After her success in bodybuilding, she published a textbook with writer and photographer Douglas Kent Hall called Lisa Lyon’s Body Magic (1981). She also appeared in a few films, including as a vampire in the horror comedy Vamp (1986) with Grace Jones, and worked in Japan, where she became a fixture in advertising campaigns for the Seibu department store.
Ms. Lyon’s first, early marriage was to Richard Keeling, an ethnomusicologist who pleaded guilty to involuntary manslaughter in the 1975 death of singer-songwriter Tim Buckley. Authorities said Keeling offered heroin to Buckley, who snorted what he thought was cocaine and died of an overdose.
This marriage ended in divorce, as did her second marriage to French singer-songwriter Bernard Lavilliers.

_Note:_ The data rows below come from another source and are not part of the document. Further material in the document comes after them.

PR #2711, opened 2025-12-23
fix(backend) replace showdown (markdown) library

### LINKED ISSUE #2707: Replace showdownjs/showdown with alternative
showdownjs/showdown is not maintained anymore and should be replaced with an alternative

**Why is this needed**:

grolu:
## Summary

This PR replaces the **unmaintained `showdown` Markdown library** with a modern, well-maintained Markdown processing pipeline based on **unified / remark / rehype**.

The goal was to:

* Preserve GitHub-flavored Markdown behavior as closely as possible
* Improve long-term maintainability and security
* Avoid breaking our existing CommonJS-based test setup
* Keep the production API changes minimal and explicit

---

## Considerations: Choosing a Markdown Library

I evaluated several Markdown libraries with the requirement that **GitHub-style Markdown** should be supported either natively or via plugins.

#### `markdown-it`

* Core library is well maintained
* Plugin ecosystem is **partially unmaintained**
* Several important plugins are **CommonJS-only**
* ESM interop is problematic in modern builds

#### `marked`

* Actively maintained and fast
* Limited plugin ecosystem
* Missing features such as emoji support
* Would require manual handling for:

  * External links
  * Task lists
  * GitHub-specific behavior

#### `micromark`

* Excellent low-level parser
* Very small and strict API
* Plugin ecosystem is comparatively small
* Requires a lot of custom glue code

#### `unified / remark / rehype` (**chosen**)

* Actively maintained
* Widely adopted in the ecosystem
* Built on top of `micromark`
* Large plugin ecosystem for GitHub-flavored Markdown
* Clear separation between parsing, transformation, and output
* **Downside:** larger dependency footprint

Given the trade-offs, **unified/remark/rehype** was chosen as the best long-term solution.

---

## Handling the CommonJS Test Base

All modern Markdown libraries (except `markdown-it`) are **ESM-only**.
Our test suite, however, is still **CommonJS-based**.

To solve this cleanly:

* The actual Markdown implementation was moved to
  **`markdown.engine.mjs`** (pure ESM)
* Rollup is configured to **copy this file to `dist` without transpiling**
* `markdown.js` acts as a wrapper:

  * Production code imports the engine directly (ESM)
  * The transpiled `markdown.cjs` dynamically loads the engine via `await import()`
* The real `markdown.engine.md` is used by the markdown test suite only
* All other indirect dependencies to the markdown engine have been replaced by a global mock

This allows:

* Production code to use modern ESM
* Tests to run against the **real Markdown engine**
* Explicit, isolated async behavior

Additionally:

* A snapshot test suite (`markdown.spec.cjs`) was introduced
* This was done before the actual code changes to outline parsing differences
* The original Showdown output was captured first
* The new engine was iteratively aligned to match behavior where reasonable

---

## Final Markdown Engine (`markdown.engine.mjs`)

The final implementation uses the following pipeline:

* `remark-parse` – Markdown parsing
* `remark-gfm` – GitHub-flavored Markdown
* `remark-breaks` – GitHub-style line breaks
* `remark-emoji` – Emoji support
* `remark-rehype` – Markdown → HTML AST
* `rehype-slug` – Heading IDs
* `rehype-external-links` – External links (`target="_blank"`)
* `rehype-stringify` – HTML output
* `sanitize-html` – Final security sanitization

Raw HTML is **not parsed into the AST**, but emitted as raw HTML and sanitized afterward.

---

### Dropped features

* **Image dimension syntax**

  ```md
  ![alt](image.png =120x80)
  ```

  This is a Showdown-specific feature with no direct replacement.
  It is not standard GitHub Markdown and was removed intentionally.

### Sanitization improvements

* Explicit allow-list of GitHub-relevant tags:

  * `details`, `summary`
  * tables (`table`, `thead`, `tbody`, `tr`, `th`, `td`)
  * headings, code blocks, task lists, etc.
* Explicitly allowed attributes (`id`, `align`, `class`, etc.)
* GitHub task lists supported via **disabled checkbox inputs**
* `transformTags` ensures:

  * All links opened in a new tab have `noopener noreferrer`
  * Only **disabled checkbox inputs** are allowed

### Why still use `sanitize-html` (and not `rehype-sanitize`)?

While `rehype-sanitize` would integrate nicely with the AST and be slightly faster:

* `sanitize-html` is the **de-facto industry standard**
* It is widely audited and well understood
* We already need to sanitize **non-Markdown HTML** elsewhere (e.g. branding)
* Using a single sanitization library everywhere reduces risk and complexity

---

### Additional Helper: `breakAfterInlineHtmlBlock`

This PR also introduces a small helper function:

```js
breakAfterInlineHtmlBlock(input)
```

#### Why this is needed

When users paste **HTML blocks directly into Markdown** (for example `<details>`, `<table>`, or headings), Markdown parsers can sometimes **“swallow” the following Markdown content** if it appears immediately after a closing HTML tag without a blank line.

Example:

```md
<details>
<summary>More</summary>
Some text
</details>
This should be a new paragraph
```

Without an explicit blank line, many Markdown parsers interpret the following content as part of the HTML block, leading to unexpected rendering.

#### What the function does

* Scans the Markdown **source text** (before parsing)
* Detects closing HTML tags that commonly start HTML blocks
* Ensures there is **at least one blank line (`\n\n`) after the closing tag**
* Only applies the fix **when non-whitespace content follows**
* Leaves all other content untouched

#### Why not solve this in the parser?

This behavior is part of the **Markdown specification’s HTML block rules**, not a bug in `remark` or `rehype`.
Applying this normalization **before parsing** avoids complex AST manipulation and keeps the pipeline predictable.

---

## Async API Changes

The new Markdown engine is **asynchronous**.

To handle this safely in production code:

* All call sites were updated accordingly
* In the config service, a **lazy cache** was introduced:

  * Sanitization runs on first request
  * Results are cached (including in-flight promises)
  * No top-level `await` is required

⚠️ Note: This cache does **not** currently handle live configuration updates.
This matches existing behavior and can be improved separately if needed.

---

## Conclusion

This PR modernizes Markdown handling with a secure, extensible, and well-maintained solution while:

* Preserving GitHub-style behavior
* Keeping test compatibility
* Minimizing production code changes
* Improving long-term maintainability and security

---

Fixes #2707

**Release note**:

```other operator
```


klocke-io (approved):
/lgtm

backend/lib/routes/config.js
```diff
@@ -15,14 +15,37 @@ import { metricsRoute } from '../middleware.js'
...
+  if (!cachedFrontendConfigPromise) {
+    cachedFrontendConfigPromise = sanitizeFrontendConfig(config.frontend)
+      .then(cfg => {
+        cachedFrontendConfig = cfg
+        return cfg
+      })
+      .catch(err => {
+        cachedFrontendConfigPromise = undefined
+        throw err
+      })
```
petersutter: use async/await

backend/lib/routes/config.js
```diff
@@ -38,12 +61,18 @@ router.route('/')
     }
   })
 
-function sanitizeFrontendConfig (frontendConfig) {
+async function sanitizeFrontendConfig (frontendConfig) {
```
petersutter, line 57: I'd manage the task queue outside of the function, even if it means that more lines have to be touched. Also in my suggestion I switched to async/await

```js
async function sanitizeFrontendConfig (frontendConfig) {
  const converter = createConverter()
  const tasks = []

  const convertAndSanitize = async (obj, key) => {
    const value = obj?.[key] // eslint-disable-line security/detect-object-injection -- key is a local fixed string
    if (value) {
      const html = await converter.makeSanitizedHtml(value)
      obj[key] = html // eslint-disable-line security/detect-object-injection -- key is a local fixed string
    }
  }

  const sanitizedFrontendConfig = _.cloneDeep(frontendConfig)
  const {
    alert = {},
    costObjects = [],
    sla = {},
    addonDefinition = {},
    accessRestriction: {
      items = [],
    } = {},
    vendorHints = [],
    resourceQuotaHelp = {},
    controlPlaneHighAvailabilityHelp = {},
  } = sanitizedFrontendConfig

  tasks.push(convertAndSanitize(alert, 'message'))

  for (const costObject of costObjects) {
    tasks.push(convertAndSanitize(costObject, 'description'))
  }

  tasks.push(convertAndSanitize(sla, 'description'))
  tasks.push(convertAndSanitize(addonDefinition, 'description'))
  tasks.push(convertAndSanitize(resourceQuotaHelp, 'text'))
  tasks.push(convertAndSanitize(controlPlaneHighAvailabilityHelp, 'text'))

  for (const item of items) {
    const {
      display = {},
      input = {},
      options = [],
    } = item
    tasks.push(convertAndSanitize(display, 'description'))
    tasks.push(convertAndSanitize(input, 'description'))
    for (const option of options) {
      const {
        display = {},
        input = {},
      } = option
      tasks.push(convertAndSanitize(display, 'description'))
      tasks.push(convertAndSanitize(input, 'description'))
    }
  }

  for (const vendorHint of vendorHints) {
    tasks.push(convertAndSanitize(vendorHint, 'message'))
  }

  await Promise.all(tasks)
  return sanitizedFrontendConfig
}
```

backend/lib/services/terminals/index.js
```diff
@@ -589,7 +589,7 @@ async function getOrCreateTerminalSession ({ user, namespace, name, target, body
       kubeApiServer: hostCluster.kubeApiServer,
       namespace: terminal.spec.host.namespace,
     },
-    imageHelpText: imageHelpText(terminal),
+    imageHelpText: await imageHelpText(terminal),
```
petersutter: assign `await imageHelpText(terminal)` to a variable

backend/lib/services/tickets.js
```diff
@@ -59,15 +59,15 @@ export function fromIssue (issue) {
         'comments',
       ])
       .assign({
-        body: converter.makeSanitizedHtml(issue.body),
+        body: await converter.makeSanitizedHtml(issue.body),
```
petersutter: also here and in line 92 I would assign it to a variable

backend/lib/routes/config.js
```diff
@@ -15,14 +15,38 @@ import { metricsRoute } from '../middleware.js'
...
+        cachedFrontendConfig = cfg
+        return cfg
+      } catch (err) {
+        cachedFrontendConfigPromise = undefined
+        throw err
+      }
+    })()
+  }
+  return cachedFrontendConfigPromise
+}
```
petersutter: Removed redundant `cachedFrontendConfig` variable and now cache solely via the promise, which memoizes the result naturally. Reduces state while keeping identical behavior and retry-on-error.

```suggestion
let cachedFrontendConfigPromise

async function getFrontendConfig() {
  if (cachedFrontendConfigPromise) {
    return cachedFrontendConfigPromise
  }

  cachedFrontendConfigPromise = (async () => {
    try {
      return await sanitizeFrontendConfig(config.frontend)
    } catch (err) {
      cachedFrontendConfigPromise = undefined
      throw err
    }
  })()

  return cachedFrontendConfigPromise
}
```

backend/lib/services/terminals/index.js
```diff
@@ -84,11 +84,11 @@ function toTerminalMetadata (terminal) {
   return metadata
 }
 
-function imageHelpText (terminal) {
+async function getImageHelpText (terminal) {
   const containerImage = _.get(terminal, ['spec', 'host', 'pod', 'container', 'image'])
   const containerImageDescriptions = getConfigValue('terminal.containerImageDescriptions', [])
   const containerImageDescription = findImageDescription(containerImage, containerImageDescriptions)
-  return converter.makeSanitizedHtml(containerImageDescription)
+  return await converter.makeSanitizedHtml(containerImageDescription)
```
petersutter: omit unnecessary await

backend/lib/services/tickets.js
```diff
@@ -105,7 +107,7 @@ export async function getOpenIssues ({ name, projectName } = {}) {
     title = `[${projectName}/${name}]`
   }
   const githubIssues = await searchIssues({ state: 'open', title })
-  return _.map(githubIssues, fromIssue)
+  return Promise.all(_.map(githubIssues || [], fromIssue))
```
petersutter, line 110: did you encounter a case where adding the fallback ` || []` was necessary?

backend/lib/markdown.engine.mjs
```diff
@@ -0,0 +1,46 @@
...
+import sanitizeHtml from 'sanitize-html'
+
+const SANITIZE = {
+  allowedTags: [...sanitizeHtml.defaults.allowedTags, 'img', 'details', 'summary'],
+}
+
+const processor = unified()
+  .use(remarkParse)
+  .use(remarkGfm)
+  .use(remarkGithub)   // ← add this
```
petersutter:
```suggestion
  .use(remarkGithub)
```

backend/lib/services/tickets.js
grolu: Yes I think if the request failed it was undefined but not 100% sure

backend/lib/routes/config.js
grolu: Nice, way better

backend/lib/markdown.engine.mjs
petersutter, line 20: add comment when fully migrated to esm

backend/lib/services/tickets.js
petersutter: then in line 134, do we also need the fallback out of the same reasons or does it behave differently and therefore not needed?
`return Promise.all(_.map(githubComments, githubComment =>`

petersutter (approved):
/approve

backend/lib/services/tickets.js
grolu: hm probably this error did never occur because if issues failed with error it will never try to load comments, but yes if this fails we should also have a fallback. I will add it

In 1986, she met John C. Lilly, an eccentric neuroscientist whose research with isolation tanks and efforts to communicate with dolphins inspired two Hollywood films: “The Day of the Dolphin” and “Altered States.” They had a romantic relationship and he considered marrying Ms. Lyon before legally adopting her in 1987, according to Spy.
Ms. Lyon was later married for more than a decade to Alan Deglin, who worked in construction and died in 2020. Ms. Lyon’s death – from cancer, at her home in Westlake Village, California – was confirmed by her sister to her immediate survivors.
In 2000, Ms. Lyon was inducted into the International Fitness and Bodybuilding Federation Hall of Fame, which credited her with “elevating bodybuilding to the level of fine art.” Sports changed her self-image, she once told the Baltimore Sun.
“I felt stronger and less like a victim,” she said. “I had swallowed the image from the 1950s that a woman was something frail and delicate and needed to be protected. I created my own image in the 70s. It’s a picture of strength and survival.”